Determine how many lines of the listing contain the word "content". The reply is that number alone.
%%
PR #73, opened 2022-07-12
Add Rust toolchain file

64kramsystem:
This doesn't affect devs who use stable by default, but helps those who use other toolchains (ie. nightly).

There is a nice side-effect in making it clear that this project expects stable, and also prevents devs from inadvertly work on nightly.


zicklag:
Using nightly compilers has actually been recommended for better compile times before, so I wonder if there is any reason to avoid working with nightly? Nightly is often my default.

I don't think that nightly rust allows you to do anything that you can't do on stable unless you explicitly enable unstable features in the source code. We could even block that with `#![forbid(unstable_features)]` maybe.

The only think I could think of that might cause some discrepancy would maybe be that the warnings you get could vary between compiler versions and clippy messages might be different.

64kramsystem:
Oh ok, I'm fine with anything. From the discussion on the channel I thought that this project was intended to be developed on stable only, but I misunderstood. I think blocking unstable features would be a good idea, just to have somewhere, in the project, that makes it clear and enforces, what's the intended target.

zicklag:
Well I'm not on the discussion channel so there could still be something I missed. :)

64kramsystem:
@zicklag just out of curiosity, do you experience the bug I describe [here](https://github.com/rust-lang/rust-analyzer/issues/12738) on your setup (nightly)?

zicklag:
Oh, actually, I've like never had rust analyzer properly infer the types on query iterations. I didn't realize it was related to nightly. I thought I'd tried it on stable before and it didn't work either so I thought it was just a temporary limitation.

I'll have to try on stable. I've even ended up annotating the types in the code before just to make RA work so that it was easier to work with.

zicklag:
Look at that, it works on stable! Looks like I'll be using stable for now, then. :) Thanks for the tip!

lecoqjacob:
I know this issue is closed, but how did yall solve it? I switched to stable rust, and cleared my system of RA and then reinstalled via VSCode. It still doesn't infer types for bevy. What is weird is it infers types for internal things like `Entity`, but not my components.
CleanShot 2022-07-15 at 14 38 05@2x
CleanShot 2022-07-15 at 14 38 11@2x
CleanShot 2022-07-15 at 14 38 14@2x

64kramsystem:
> I know this issue is closed, but how did yall solve it?

On my setup, I just had to move to stable :grimacing: I suggest to open an issue on the RA issue tracker - they may at least give you some pointers.

zicklag:
Yeah, same here. All I did was `rustup override set stable` in the workspace, `cargo clean` and then restart vscode.

PR #75, opened 2022-07-12
Rename Crate to `punchy`

zicklag:
Good to make it consistent with the repo I think. This doesn't change much, but it does make setting the log level for the punchy module much more intuitive.


odecay:
Nice, that reminds me our window title/appsettings were not getting applied correctly, fixing that now as well.

PR #76, opened 2022-07-13
Add Clippy correctness checks to CI (WIP)

64kramsystem:
NOTE: currently testing caching on a separate repo; this PR works, but has no caching.

Hm. It takes, as of now, approximately 6 minutes to compile (and check, which takes a negligible time).

This can likely be made very fast by caching the target and cargo dir on master pushes.

### DIFF
--- a/.github/workflows/ci.yml
+++ b/.github/workflows/ci.yml
@@ -13,3 +13,14 @@ jobs:
         with:
           command: fmt
           args: --all -- --check
+  clippy_correctness_checks:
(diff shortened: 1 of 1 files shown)


64kramsystem:
> One thing I was thinking is that we should probably put `#![warn(clippy::correctness)]` at the top of `main.rs` so that people will get warnings in their workspace about the lints, and not just when the run `just check` or get blocked by CI.

Yes, makes total sense :+1:.

PR #78, opened 2022-07-13
CI: Add Clippy correctness checks (and Cargo check data caching)

64kramsystem:
Add Clippy correctness checks. In order to make CI run in reasonable time (tens of seconds), a cache workflow has been added, which runs on each master push.

Some notes:

- the master workflow is required, because Github Actions cache is _not_ shared between PRs, but only (within a single PR, or between master and the PRs)
- the other reason to add the master caching workflow is that it can be trivially extended to cache also the build, in case we'll add testing or similar, in the future

This CI will build slowly; after merging, subsequent PRs will run fast.

For example runs/timings, see:

- master workflow run: https://github.com/64kramsystem/punchy-dev/actions/runs/2664626729
- PR workflow run: https://github.com/64kramsystem/punchy-dev/actions/runs/2664677214

### DIFF
--- a/.github/workflows/build-caches.yml
+++ b/.github/workflows/build-caches.yml
@@ -1,0 +1,28 @@
+name: Build caches
+
+on:
+  push:
+    branches:
+      - master
+jobs:
+  # Watch out! Clippy (cache) data is shared with build data, but it's not the same.
+  # In order to cache build, add a separate job (or extend this).
+  build_clippy_cache:
+    name: Build Clippy cache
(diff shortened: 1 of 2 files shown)


64kramsystem:
I've created a new PR because I've closed the last one by accident, and could not be reopened due to changes.

zicklag (approved):
Those times are beautiful, and the workflow didn't end up complicated or anything.

Great job! I'm going to have to use this trick on my repos. :wink:

PR #80, opened 2022-07-13
Add audio base support, with enemy attack effect(s)

### LINKED ISSUE #55: First audio pass
For game music we've already got a completed OST that can be reused as-is for this game:
https://spicylobster.itch.io/fish-world-pack

We'll probably follow up with a beatemup-tailored remix of this album way later.

For SFX, anything creative-commons is on the table for the purpose of temporary use. A [quick search for 'punch'](https://opengameart.org/art-search-advanced?keys=punch&title=&field_art_tags_tid_op=or&field_art_tags_tid=&name=&field_art_type_tid%5B%5D=13&field_art_licenses_tid%5B%5D=17981&field_art_licenses_tid%5B%5D=2&field_art_licenses_tid%5B%5D=17982&field_art_licenses_tid%5B%5D=3&field_art_licenses_tid%5B%5D=6&field_art_licenses_tid%5B%5D=5&field_art_licenses_tid%5B%5D=10310&field_art_licenses_tid%5B%5D=4&field_art_licenses_tid%5B%5D=8&field_art_licenses_tid%5B%5D=7&sort_by=score&sort_order=DESC&items_per_page=24&Collection=) resulted in these two which I quite like:
https://opengameart.org/content/punch-slap-n-kick
https://opengameart.org/content/37-hitspunches

Also:
https://www.kenney.nl/assets/interface-sounds
https://www.kenney.nl/assets/ui-audio

64kramsystem:
Base audio support (see #55):

- audio setup (two channels)
- fighter (player/enemies) effects, per-frame
- main menu music
- level music

The per-frame implementation was actually not trivial to design, although it fits smoothly. It's been necessary for states/attacks like the belly flop.

Closes #55.


64kramsystem:
@zicklag I can't make the effect play when I use the asset loader (the sound framework as I've implemented works; it's a problem with asset loading). Can you help me figure out what's wrong?

If I load the asset directly (see HEAD commit), the sounds play, but without that (just comment [this](https://github.com/64kramsystem/punchy-dev/blob/add_sound/src/attack.rs#L141) line), the effect won't play. The asset seems to be loaded though, which is what confuses me.

zicklag:
Sure, give me a second and I'll look at it.

zicklag:
You just have to add the sound asset paths to the dependencies for the fighter asset. I pushed a commit that does it.

64kramsystem:
This should be enough to for the first pass. I used random assets, since they're fully configurable.

src/assets.rs
```diff
@@ -111,7 +119,8 @@ impl AssetLoader for GameMetaLoader {
                 LoadedAsset::new(meta)
                     .with_dependencies(vec![start_level_path, main_menu_background_path])
                     .with_dependencies(locale_paths)
-                    .with_dependencies(font_paths),
+                    .with_dependencies(font_paths)
+                    .with_dependencies(vec![music_path]),
```
zicklag, line 123: We could move `music_path` into the vec created a couple lines above it so that we don't allocate another vector.

src/attack.rs
```diff
@@ -95,17 +97,23 @@ fn player_attack(
...
     mut event_reader: EventReader<ArrivedEvent>,
     mut commands: Commands,
+    fighter_assets: Res<Assets<FighterMeta>>,
 ) {
     for event in event_reader.iter() {
-        if let Ok(mut state) = query.get_mut(event.0) {
+        if let Ok((entity, mut state, fighter_handle)) = query.get_mut(event.0) {
+            let fighter = fighter_assets
+                .get(fighter_handle)
+                .expect("Fighter asset not found");
```
zicklag, line 109: I think it is possible that the fighter asset isn't loaded at this point, though I'll admit it's unlikely that the user manages to press the attack button before the figher asset finishes loading.

Still, I think we should probably put this in an `if let Some(fighter) = fighter_assets.get(fighter_handle {}`, or if it's more readable, to avoid indenting everything we could do this:

```rust
let fighter = if let Some(fighter) = fighter_assets.get(fighter_handle) {
    fighter
} else {
    // Skip this iteration of the loop
    continue;
};
```

src/audio.rs
```diff
@@ -0,0 +1,106 @@
...
+        // The safest way to remove the sound component is on the next state, because the component
+        // can be remove only at the last frame of animation, which in theory, may be skipped if
+        // there is an unexpected lag.
+        // Alternatively, we could just not care, since subsequent states+effects will overwrite
+        // the component.
+        if *fighter_state != state_effects.state {
+            commands
+                .entity(entity)
+                .remove::<FighterStateEffectsPlayback>();
+            return;
```
zicklag, line 61: If I understand correctly, this should be a `continue`, not a `return`, so that the remaining fighters are still looped through.

src/main.rs
```diff
@@ -492,26 +504,41 @@ fn unpause(mut commands: Commands, input: Query<&ActionState<MenuAction>>) {
...
         if *state != State::Attacking {
             if *state != State::Idle && *state != State::Running {
                 return;
             }
             if input.just_pressed(PlayerAction::FlopAttack) {
                 state.set(State::Attacking);
+
+                let fighter = fighter_assets
+                    .get(fighter_meta)
+                    .expect("Fighter asset not found");
```
zicklag, line 534: Let's use an `if let` instead of panicking here.

zicklag (commented):
Looking good!

I left a couple comments, and I pushed a commit to fix an issue where the menu music wasn't playing if you started the game and came back to the menu.

I also figured out why the menu music play system was running twice. It was because the menu play system was added once as an enter system, and another time as a part of the main menu condition set.

64kramsystem:
> Also, just let me know if you don't like me pushing commits to your branch. :) I don't want to feel pushy. ( Pun not initially intended upside_down_face )

Oh don't worry, I actually find it very convenient.

I'll review the changes later. I've spent hours on ggez issues today :man_facepalming:.

src/audio.rs
64kramsystem: Good catch :smile:. Fixed.

zicklag (approved):

64kramsystem:
Changed the two music tracks according to the channel discussion; merging.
%%
» **EXERCISE SOLUTION**: 2